● YOUR ASSIGNMENT: Among the lines of the records, please find those that contain the word "throughput" and copy them.

● DATASET EXCERPTS:
Issue #454, opened 2026-07-29
task: transport maxFrameSize()/maxFramePayload() + cap companion drains (#453)


Strycher:
Push vehicle for #453 on feat/453-transport-maxframe. Adds BaseSerialInterface::maxFrameSize() (BLE override = negotiated MTU-3) + guarded maxFramePayload(header); caps caplog/GPS/config drains against it; retires the #450 hardcode. Builds ESP32/nRF52 BLE + observer; Gemini-clean. Parent #453.

Strycher:
Landed in feat/453-transport-maxframe @ e596f99c.

Issue #450, opened 2026-07-29
bug: caplog CHUNK frame (176B) exceeds BLE ATT-deliverable payload — near-full downloads lose 3 bytes/chunk over BLE


Strycher:
Parent epic #384.

**Symptom (Ben, Android over BLE):** near-full caplog download reports the right chunk count but loses ~279 bytes. buffer 16336 → `received 16057 in 94 chunks`; every chunk arrived (94 = expected count) but each **full** chunk delivered **171 data bytes instead of 174** — 3 short. 93 full × 3 = **279** = exact deficit, reproduced twice. Serial/TCP downloads are complete (no ATT header there).

**Root cause [verified via Ben's app MTU log, QuietSnow]:** the caplog CHUNK frame is `[0xC4][0x02][174 data]` = **176 B = MAX_FRAME_SIZE** (`caplogDrain`, `cap = MAX_FRAME_SIZE-2`). Over BLE a notification carries **MTU − 3** (ATT header). The device negotiates **MTU 176** (client requests 185, device grants 176) → deliverable payload **173 B**. The device's own BLE stack clips every 176-B frame to 173, dropping 3 data bytes per full chunk. Caplog is the first feature to emit full `MAX_FRAME_SIZE` frames, so nothing exposed it before.

**Fix:** cap the caplog chunk so the CHUNK frame fits one BLE notification — `cap = MAX_FRAME_SIZE - 6 = 170` data bytes (172-B frame; ≤173 BLE with margin; consistent with the '+4 for transport codes' note on MAX_FRAME_SIZE). Works on BLE/TCP/serial; the client handles any chunk size. Scope: `caplogDrain()` in MyMesh.cpp, one line.

**Broader note (separate, not this issue):** any future full-`MAX_FRAME_SIZE` feature hits the same BLE-173 wall unless the device BLE MTU cap is raised above 176.

Builds ESP32 + nRF52; Gemini; hardware re-verify on hv4-bench-1 (BLE).

Strycher:
[...]

PR #937, opened 2026-08-22
bug(#711): derive the BLE frame ceiling from our own preference, not a reported MTU

### LINKED ISSUE #711: bug: REGRESSION of #450 — BLE CHUNK frames lose 3 bytes each again; #454 traded the safe constant for a cap that trusts a stale MTU

Strycher:
## What this changes

Re-fixes #711. **The first fix shipped in beta2/3/4 and does not work** — beta4 still clips 3 bytes off every full BLE frame. Affects every BLE companion role, ESP32 and nRF52.

Addresses #711 — **stays OPEN until a bench V4.3 confirms it.**

### The field evidence

Tester `schill`, Heltec **V4.3 (ESP32-S3)**, on **beta4, which contains the first fix**:

```
Capture truncated: received 12751 of 12973 bytes in 75 chunks
Buffer 12973 / 16384 bytes
```

`shortfall 222 = 3 × 74 full chunks` — the same signature as the original report (`147 = 3 × 49`).

12973 bytes needs **76** chunks at a 171-byte payload and **75** at 174. He saw 75, and `74 × 174 + 97 = 12973` exactly. So `maxFrameSize()` returned **176 — the pre-fix value — on a build carrying the fix.**

### Why the first fix was a no-op

`[verified: NimBLE source]` `NimBLEDevice::getMTU()` returns `ble_att_preferred_mtu_val`, whose **NimBLE default is 256** (`MYNEWT_VAL_BLE_ATT_PREFERRED_MTU`, set in `ble_att_init()` ← `ble_hs_init()`). Where our `setMTU(176)` did not take effect:

```
effectiveMtu(517, 256)     -> 256      (min, as designed)
deliverableFrame(256, 176) -> 176      (min(253, 176))
maxFramePayload(2)         -> 174      <- exactly what shipped
```

**The clamp was a no-op for any local value >= 179.** I made the fix depend on a value I never verified — which is the same trade #454 made, and the reason this issue exists.

### The fix

`deliverableFrame()` now returns `min(effective_mtu - 3, max_frame - 3)`. The second term is a **hard ceiling derived from our own pinned preference and from nothing the stack reports**. Clamping to `max_frame` — the *buffer* size — was always one ATT header too generous.

This restores the property #450's constant had and every computed replacement since has lost: **safe by construction.**

- **nRF52 carve-out REMOVED.** Covered by the same ceiling, with no invented local MTU. Leaving it unclamped was wrong: it is a whole board class (RAK4631, RAK3401, T1000-E, Wio Tracker, T114, T096, XIAO nRF52) that may have been unable to deliver a caplog at all, and unlike ESP32 nobody had a tester capture that would have surfaced it. The #718 Gemini review called it a landmine; that judgement did not survive contact.
- **`setMTU()`'s bool return is checked and logged.** It was discarded, so a refusal was invisible — inferable only from a tester's truncated download.

**Cost:** at most 3 bytes per frame on links that could carry more (nRF52 at MTU 247 now caps at 173 rather than 176). 1.7% throughput for correctness on every board and every stack, including ones that misreport.

## Tests

**Shown failing first: 4 of 13 cases fail against the pre-re-fix code, 12/12 pass with it.**

Three new cases exercise `local = 256`, every `(reported, local)` pair, and schill's exact arithmetic (76 chunks at the correct cap, 75 and −222 at the broken one).

**Why the existing suite went green on a fix that did not work:** every case pinned `local` at 176 and **never exercised the value that breaks it**. That is the #712 lesson landing on its own author. All cases now sweep `local` as well as `reported`.

One pre-existing test was **renamed and corrected, not deleted**: `SerialAndTcpAreUnaffected` asserted `deliverableFrame()` returns the *full frame* for a generous MTU — the defect written down as an expectation — and did not test its own name. `[verified]` `deliverableFrame()` is called only from the two BLE interfaces; serial/TCP use the `BaseSerialInterface` default and never reach it.

## Verification

- [x] `pio test` green for every native env: **266 / 8 / 7**
- [x] Builds: `heltec_v4_companion_radio_ble`, `RAK_4631_companion_radio_ble` (nRF52 path), `Heltec_v2_companion_radio_ble` (DRAM-tight, not in the CI matrix)
- [ ] **NOT hardware-verified. Owner has directed that a bench V4.3 (`hv4-bench-1`) tests this before beta5 is cut.** Pass = announced == received on a caplog download.

## Review

- [x] Gemini-reviewed (`gemini-2.5-pro`) — verdict "ship it".

Its Q6 finding is adopted as a **documented limit, not a claimed fix**: the ceiling stops an MTU over-estimate *above* `max_frame`, but not a medium one. A stack reporting 247 on a link that really negotiated 100 would still clip. That cannot be closed from reported values alone — it needs an integrity signal from the wire. Recorded in the commit and here rather than left implied by "ship it".

It also argued the corrected test was justified rather than self-serving, having been asked explicitly to argue the other side.

## Notes

**Third attempt at this invariant** (#450 → #454 → #711 → here). The pattern each time has been replacing a value that was safe by construction with one that is safe only if something reported is truthful. This change goes the other way.

**On-device discriminator, already shipped in beta2+:** a diag build prints
`setEffectiveMtu(): reported=<n> local=<n> -> effective=<n> (deliverable frame=<n>)`.
`local=256` on a V4.3 confirms the diagnosis above outright.

### DIFF
--- a/src/helpers/BleFrameSizing.h
+++ b/src/helpers/BleFrameSizing.h
@@ -50,10 +50,34 @@ inline uint16_t effectiveMtu(uint16_t reported, uint16_t local) {
 /// raise the result above what the link carries, which is what the previous
 /// `min(mtu - 3, MAX_FRAME_SIZE)` form did once the cached MTU was too large.
 inline size_t deliverableFrame(uint16_t effective_mtu, size_t max_frame) {
-  size_t payload = effective_mtu > ATT_NOTIFY_HEADER
-                     ? (size_t)(effective_mtu - ATT_NOTIFY_HEADER)
-                     : 0;
-  return payload < max_frame ? payload : max_frame;
+  // What the link says it can carry, from the (possibly untrustworthy) MTU.
+  const size_t link = effective_mtu > ATT_NOTIFY_HEADER
+                        ? (size_t)(effective_mtu - ATT_NOTIFY_HEADER)
+                        : 0;
+
+  // #711 RE-FIX: the HARD ceiling, derived from OUR OWN pinned preference and from
+  // nothing the stack reported. begin() pins the local preferred MTU to max_frame,
+  // so a link at that preference delivers at most max_frame - 3 -- clamping to
+  // max_frame (the BUFFER size) was always one ATT header too generous.
+  //
+  // The first fix computed min(reported_mtu - 3, max_frame) and was a no-op whenever
+  // the reported value was >= max_frame + 3. It shipped in beta4 and STILL clipped:
+  // NimBLEDevice::getMTU() returns ble_att_preferred_mtu_val, whose NimBLE default is
+  // 256, so a device where our setMTU() did not take effect computed
+  // min(253, 176) = 176 -- exactly the pre-fix size. Tester schill, Heltec V4.3:
+  // 12751 of 12973 bytes in 75 chunks, shortfall 222 = 3 x 74 full chunks.
+  //
+  // Taking the min of both bounds is safe BY CONSTRUCTION, which is the property
+  // #450's hardcoded constant had and every computed replacement since has lost:
+  //   - setMTU() took effect  -> link is the real bound, and own == link. Exact.
+  //   - setMTU() did NOT take effect -> we may under-use a larger link by 3 bytes.
+  //     Conservative, never clipped. A 1.7% throughput cost buys correctness on
+  //     every board and every stack, including ones that misreport.
+  const size_t own = max_frame > ATT_NOTIFY_HEADER
+                       ? max_frame - ATT_NOTIFY_HEADER
+                       : 0;
+
+  return link < own ? link : own;
 }
 
 }  // namespace ble_frame
--- a/src/helpers/esp32/SerialBLEInterface.cpp
+++ b/src/helpers/esp32/SerialBLEInterface.cpp
@@ -25,7 +25,18 @@ void SerialBLEInterface::begin(const char* prefix, char* name, uint32_t pin_code
 
   // Create the BLE Device
   NimBLEDevice::init(dev_name);
-  NimBLEDevice::setMTU(MAX_FRAME_SIZE);
+  // #711: setMTU() returns false if the stack refused it, and the return was
+  // previously discarded -- a silent failure (SAFELANE §6). It matters because
+  // getMTU() then reports NimBLE's DEFAULT preferred MTU (256), not ours, and any
+  // sizing that trusts it will oversize. The frame ceiling no longer depends on
+  // this succeeding (see BleFrameSizing::deliverableFrame), but a failure here is
+  // still a real degradation and must be visible rather than inferred from a
+  // tester's truncated download.
+  if (!NimBLEDevice::setMTU(MAX_FRAME_SIZE)) {
+    BLE_DEBUG_PRINTLN("begin(): setMTU(%d) REFUSED -- getMTU() will report the "
+                      "NimBLE default (%d), not ours", (int)MAX_FRAME_SIZE,
+                      (int)NimBLEDevice::getMTU());
+  }
 
   // Security/pairing init. Bluedroid's setSecurityCallbacks(this) + BLESecurity
   // setStaticPIN/setAuthenticationMode combo becomes three NimBLE static calls
--- a/src/helpers/nrf52/SerialBLEInterface.cpp
+++ b/src/helpers/nrf52/SerialBLEInterface.cpp
@@ -283,14 +283,19 @@ size_t SerialBLEInterface::maxFrameSize() const {
   // divergent copy is what let the ESP32 side regress unnoticed. The shared function is
   // unit-tested in test/test_frame_size.
   //
-  // NOTE the asymmetry, which is intentional: ESP32 must clamp with
-  // ble_frame::effectiveMtu() because NimBLE reports the PEER's MTU and begin() pins our
-  // local side via NimBLEDevice::setMTU(). Here, Bluefruit's conn->getMtu() is the
-  // CONNECTION's negotiated MTU (already min(local, peer)), and this port sets no explicit
-  // local MTU, so there is no second value to clamp against. Do NOT invent one: passing a
-  // guessed local MTU into effectiveMtu() would silently shrink frames on healthy links.
-  // If conn->getMtu() is ever found to report a peer-preferred value instead, THAT is the
-  // bug to fix, and it should be fixed by clamping against a real configured local MTU.
+  // #711 RE-FIX: this path is now protected by the same hard ceiling as ESP32.
+  // deliverableFrame() caps at MAX_FRAME_SIZE - 3 regardless of what getMtu() reports,
+  // so a stack that over-reports here can no longer produce a clipped frame.
+  //
+  // The previous revision left this path deliberately unclamped, reasoning that
+  // Bluefruit's conn->getMtu() is already the negotiated value and that inventing a
+  // local MTU would shrink frames on healthy links. The Gemini review of #718 called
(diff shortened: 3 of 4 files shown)


Strycher:
Owner approved merge (2026-08-22). 48/48 green including `native-tests`, which ran this PR's three new regression cases (`RegressionSevenElevenB_*`) — the ones proven to fail 4/13 against the pre-re-fix code.

Branch is 0 behind base, `mergeState=CLEAN`. Enabling auto-merge.

**Still NOT hardware-verified.** Owner has directed that bench V4.3 (`hv4-bench-1`) tests this before beta5 is cut, so #711 stays OPEN on merge.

● ANSWER BOX:
**Cost:** at most 3 bytes per frame on links that could carry more (nRF52 at MTU 247 now caps at 173 rather than 176). 1.7% throughput for correctness on every board and every stack, including ones that misreport.
+  //     Conservative, never clipped. A 1.7% throughput cost buys correctness on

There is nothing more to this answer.